Who’s Taking Profits on Bitcoin Past $100K and Putting a Lid on the Rally?
Bitcoin Holds Steady Above $100K as ETF Demand Faces Profit-Taking Pressure
Bitcoin’s rally has hit a roadblock, with the cryptocurrency consolidating in a range between $100,000 and $110,000 for 42 consecutive days—a record stretch of sideways trading. Despite strong inflows into spot ETFs, rising stablecoin supplies, and a more favorable regulatory outlook in the U.S., BTC remains unable to break out decisively.
Market Tug-of-War: Buyers vs. Sellers
Alexander Blume, CEO of Two Prime, an SEC-registered investment adviser, says the market is currently locked in a standoff between speculators cashing in profits and long-term investors looking to buy on dips.
“Given global geopolitical tensions, it’s understandable that leveraged traders are reducing risk while longer-term holders step in to accumulate,” Blume told CoinDesk. “Right now, the market is balanced between these opposing forces.”
According to data from Glassnode, short-term holders—those who acquired BTC less than a year ago—have been particularly active in taking profits. On Monday, this group accounted for 83% of realized gains, with holders in the six- to twelve-month window alone contributing $904 million in selling pressure, the second-largest amount so far this year.
Even long-term holders are trimming positions. Glassnode reported that wallets holding BTC for over a year realized $1.2 billion in profits at last week’s price highs, though this has since dropped to $324 million.

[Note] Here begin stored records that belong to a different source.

PR #26, opened 2024-02-24
Shorthand field initialization syntax

4teapo:
[Rendered](https://github.com/4teapo/luau-rfcs/blob/master/docs/syntax-shorthand-field-init.md)

### DIFF
--- a/docs/syntax-shorthand-field-init.md
+++ b/docs/syntax-shorthand-field-init.md
@@ -1,0 +1,157 @@
+# Shorthand field initialization
+
+## Summary
+
+This RFC proposes a shorthand syntax for declaring fields in tables, which allows writing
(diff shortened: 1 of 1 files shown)


potatoprank (commented):
I appreciate the motivation and I think language level solution for it may appropriate. I'm mainly concerned with exactly the drawbacks you outlined. I'd avoid introducing permanent syntax complexity just to make certain common patterns slightly nicer.

alexmccord:
I'm not sold on this. This is probably pushing the line of syntactic conveniences.

alexmccord:
Since the other RFC on destructuring was ultimately rejected, I think this RFC is also bound by the same fate since if we were doing this, we'd need a consistent story on the syntax with destructuring.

“Long-term holders are seizing the opportunity presented by ETF inflows to lock in profits,” said Markus Thielen, founder of 10x Research. “This dynamic has kept volatility low, but the market looks ready for a significant move.”
Miners Add to Supply Pressure
Miners are also contributing to the selling. Data from IntoTheBlock shows that miners’ wallets have collectively offloaded around 30,000 BTC since late May, reducing their balances from 1.94 million to 1.91 million BTC over a span of three weeks.
“Miners have ongoing operational costs that require cash,” said Philippe Bekhazi, CEO of crypto firm XBTO. “Even some long-term holders must liquidate assets occasionally to cover expenses. The key is whether the market can absorb those sales without causing a major price drop.”
Despite ongoing sales, miners’ influence on spot trading volume is diminishing, now at its lowest level since 2022.
Higher Yields Draw Capital Away from BTC
Institutional and retail accumulation, which was robust during bitcoin’s surge off April lows around $75,000, has lost momentum as the price climbed past six figures.
“Accumulation tapered off above $100K as funding rates rose sharply and delta-neutral strategies began offering annual yields between 15% and 30%,” said Ben Lilly, co-founder of Jlabs Digital. “Many traders shifted away from directional bets toward yield capture.”
Delta-neutral trades involve going long spot BTC while shorting perpetual futures to lock in funding rate premiums, enabling traders to earn returns without taking price exposure.
Jimmy Yang, co-founder of Orbit Markets, observed that bitcoin’s evolution into a more mature asset has tempered return expectations.
“Investors no longer expect explosive 10x or 100x gains from BTC,” Yang told CoinDesk. “As a result, some long-term holders are reallocating funds into other asset classes like equities, gold, or private investments for diversification.”
Summer Calm or Big Move Ahead?
Looking forward, Yang expects bitcoin to remain closely linked to equity markets and overall risk sentiment.
“With both stocks and BTC near all-time highs, further gains in equities could lift bitcoin as well,” Yang said. “Still, lighter summer trading volumes might keep markets quiet for the next few weeks.”
Blume suggested that a modest pullback wouldn’t be unusual following bitcoin’s sharp climb from $75,000.
“After such a strong run, some cooling off is healthy,” Blume noted. “The shallow corrections we’ve seen so far indicate underlying strength and set the stage for the next leg up.”
Thielen highlighted $102,000 as key support and $106,000 as immediate resistance levels that traders should watch closely for signs of bitcoin’s next major move.